| Back to logs list
135462 2008 年 11 月 23 日 19:28 Reading (loading. ..) Comments (0) Category: Technology Category
Here I use the example, it will be a standard virtual host.
System: Windows2003
Service: [IIS] [SERV-U] [IMAIL] [SQL SERVER 2000] [php] [MYSQL]
Description: To demonstrate, bound up service, we can screen based on the actual situation, and so reduce
1. WINDOWS local security policy port restrictions
A. For our example, need to open the following ports
outside -> Local 80
outside -> Local 20
outside -> Local 21
outside -> use some of the local PASV Port
outside -> Local 25
outside -> Local 110
outside -> Local 3389
and then follow the specific circumstances, open the SQL SERVER and MYSQL
outside the port -> Local 1433
outside -> Local 3306
B. is open from the inside out and then need to open ports
in accordance with the actual situation, if no mail service, do not open the following two rules
local -> outside the 53 TCP, UDP
local -> external 25
light of specific conditions, if the need to access web pages on the server, try not to open the following ports
local -> external 80
C. In addition to be explicitly allowed to stop,
coach handbags, this is the safety rules outside the key
-> local all protocols to prevent
2. User Account
A. renamed the administrator, example to root
B . Cancel all outside root for all users except administrators attribute
Remote Control -> enable remote control and
Terminal Services Configuration Files -> Allow log on to Terminal Server
C. will be renamed as the administrator and change the guest password
D. In addition to the administrator root, IUSER and IWAM and the ASPNET user, but disable all other users, including SQL DEBUG and TERMINAL USER so
3. directory permissions
rights of all letters, all read only
administrators group full access
ystem All rights
to C disk all subdirectories and files inherit the C disk sub-administrator (or user group) and all the permissions of the two permissions SYSTEM
and then make the following changes
C: Program Files Common Files Open Everyone listed in default read and run the file directory permissions to read the three
C: WINDOWS open Everyone listed in default directory to read and run permissions to read the three
C: WINDOWS Temp Open Everyone Modify, Read and Run, listing file directory,
coach purses, read,
coach outlet online, write permissions
WebShell now in the system directory will not be able to write files.
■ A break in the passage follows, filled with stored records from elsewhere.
PR #4513, opened 2024-06-28
Set debug working directory for slangc.exe

jkwak-work:
This commit changes the working directory setting for slangc.exe in Visual Studio Debugging from "build" directory to the root of the repository.

It is often the case that the users debug slang shaders under "tests" directory, and the working directory needs to be manually changed to the root directory of the repository.


jkwak-work:
I am merging this change without a review approval.
The change is trivial enough and CI tests are all passing.

Issue #3855, opened 2024-03-28
(slangpy/autodiff) Incorrect handling of broadcasted PyTorch tensors


saipraveenb25:
PyTorch often creates broadcasted tensors during its backward pass to save on memory, even if the user does not use braodcasting in their code. An example: the backward derivative of `.sum()` is a broadcasted tensor. 

The broadcasted dimension has a stride of 0, causing our current offset calculation to map several indices to the same memory location.

This is fine for tensors used with `loadOnce()` or `storeOnce()` operations, but doesn't work for `load()`/`store()` or when using the `[]` operator because the first read of the derivative rewrites the location with 0, causing subsequent reads to have the wrong value.

We could force all tensors to be contiguous to resolve this issue, but as we saw previously, this can cause performance bottlenecks for applications that don't need to use contiguous tensors. 

An alternative, but more involved approach, is to split `DiffTensorView` into two variants: one that supports only `load()`/`store()` and the other supports only `loadOnce()`/`storeOnce()`, and check each of them separately. The former variant cannot have 0 strides (enforced by throwing errors in `make_tensor_view`). The latter variant can use 0-strides to retain the performance & memory benefits of broadcasting.

Additionally: the current example in the slangpy documentation contains this problem, so it needs to be updated asap to use `loadOnce()`/`storeOnce()`

Useful resource for understanding PyTorch stride quirks: https://martinlwx.github.io/en/how-to-reprensent-a-tensor-or-ndarray/

PR #4516, opened 2024-06-28
Error out when constructing tensor views from tensors with 0 stride.

saipraveenb25:
This avoids a problem with broadcasted tensors. Our tensor-view platform is designed to allow unrestricted access to tensor memory, while broadcasted tensors were designed for 'read-only' use-cases. Trying to write into a broadcasted tensor needs re-allocation, which Slang is not designed to do.

For now, we enforce contiguity on tensors with any 0 strides.

In the future, we will introduce a ConstTensorView object to allow such tensors to be used as an input.

This patch also propagates name-hint information through structs & arrays of tensors, to allow sensible names for the error messages (before this the error messages were temporary inst numbers, which is nearly impossible to debug)

Resolves a part of #3855 (will open a new issue for ConstTensorView if necessary)

This is a potentially breaking change because some cases where we were (incorrectly) allowing broadcasted tensors will now error out. The fix is typically quite simple: call `.contiguous()` on the tensor before passing it in.

### DIFF
--- a/prelude/slang-torch-prelude.h
+++ b/prelude/slang-torch-prelude.h
@@ -140,6 +140,9 @@ TensorView make_tensor_view(torch::Tensor val, const char* name, torch::ScalarTy
     for (int i = 0; i < val.dim(); ++i)
     {
         res.strides[i] = val.stride(i) * elementSize;
+        if (res.strides[i] == 0)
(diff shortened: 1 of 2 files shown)


jkwak-work (approved):
It looks good to me.

PR #4518, opened 2024-06-28
Resource searching for examples

### LINKED ISSUE #4314: Running examples like "triangle" fails to find corresponding "shader.slang"
Figured I'd post this here, since a new user will likely hit the same issue. 

When I run an example like "triangle.exe" within vscode (using the cmake build system), the current working directory for triangle.exe by default is "build/Debug/bin/", which is the same directory containing triangle.exe. This example expects "shader.slang" to be in the current working directory, but the actual shader is at "examples/triangle/shaders.slang"

An easy enough workaround is to just copy the shader.slang file into /build/Debug/bin, but a novice user might not know how to interpret the crash in the example. When the shader is not found, the app kinda just silently fails without any useful error messages being printed out to the terminal.

venkataram-nv:
Fixes #4314 

Extending examples so that they search for the resources needed in directories above CWD.

Now copies of the example resources are put into build for all platforms (before used to be only Windows).

Users should now be able to run the programs anywhere within the build directory (even from CLI).

### DIFF
--- a/CMakeLists.txt
+++ b/CMakeLists.txt
@@ -704,10 +704,7 @@ if (SLANG_ENABLE_EXAMPLES AND SLANG_ENABLE_GFX)
     )
     set_target_properties(all-examples PROPERTIES FOLDER examples)
     function(example dir)
-        set(debug_dir ${dir})
-        if (MSVC)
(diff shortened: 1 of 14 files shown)


jkwak-work (approved):
Looks good to me.

PR #4522, opened 2024-07-01
Supply SPIRV capability for textureQueryLod

### LINKED ISSUE #4357: textureQueryLod needs to be used with ImageQuery capability
**Problem Description**
A regression from CTS test is found when `textureQueryLod` is used.
The tests pass but they print a validation error.

**Goal**
We should use the function with a capability, "ImageQuery", before using the instruction, `OpImageQueryLod`.

**Repro step**
The following vertex shader code is from CTS test, "dEQP-VK.glsl.texture_functions.query.texturequerylod.isampler2d_fragment".
```
//TEST:SIMPLE:-target spirv-asm -entry main -stage fragment

#version 450 core
layout(location = 0) out mediump vec4 o_color;
layout (location = 0) in highp vec2 v_texCoord;
layout(set = 0, binding = 0) uniform highp isampler2D u_sampler;

void main()
{
        o_color = vec4(textureQueryLod(u_sampler, v_texCoord), 0.0, 1.0);
}
```
When ran, a validation error is observed as following,
```
error: line 40: Opcode ImageQueryLod requires one of these capabilities: ImageQuery
  %20 = OpImageQueryLod %v2float %16 %19
```

venkataram-nv:
Fixes #4357 

Add a test to check that the capability is indeed in the generated code.

### DIFF
--- a/source/slang/glsl.meta.slang
+++ b/source/slang/glsl.meta.slang
@@ -1890,6 +1890,7 @@ public vec2 textureQueryLod(__TextureImpl<
         __intrinsic_asm "textureQueryLod";
     case spirv:
         return spirv_asm {
+            OpCapability ImageQuery;
             result:$$float2 = OpImageQueryLod $sampler $p
         };
     default:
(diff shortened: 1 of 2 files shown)


jkwak-work (approved):
Looks good to me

Of course, you can use a more restrictive permission, in the WINDOWS directory to set permissions, respectively. But the more complex, the effect is not obvious.
4. IIS
in IIS 6, the application file types within a corresponding expansion of the type of ISAPI has been removed IDQ, PRINT, and so the script type of risk ,
under IIS 5 in addition to ASP, and we need all types other than ASA deleted.
install URLSCAN
in [DenyExtensions] generally add the following. cer
. cdx
. mdb
. bat
. cmd
. com
. htw
. ida
. idq
. htr
. idc
. shtm
. shtml
. stm
. printer
so intruders can not download. mdb database, this method than the outside number of special characters in the file header by adding the method more thoroughly.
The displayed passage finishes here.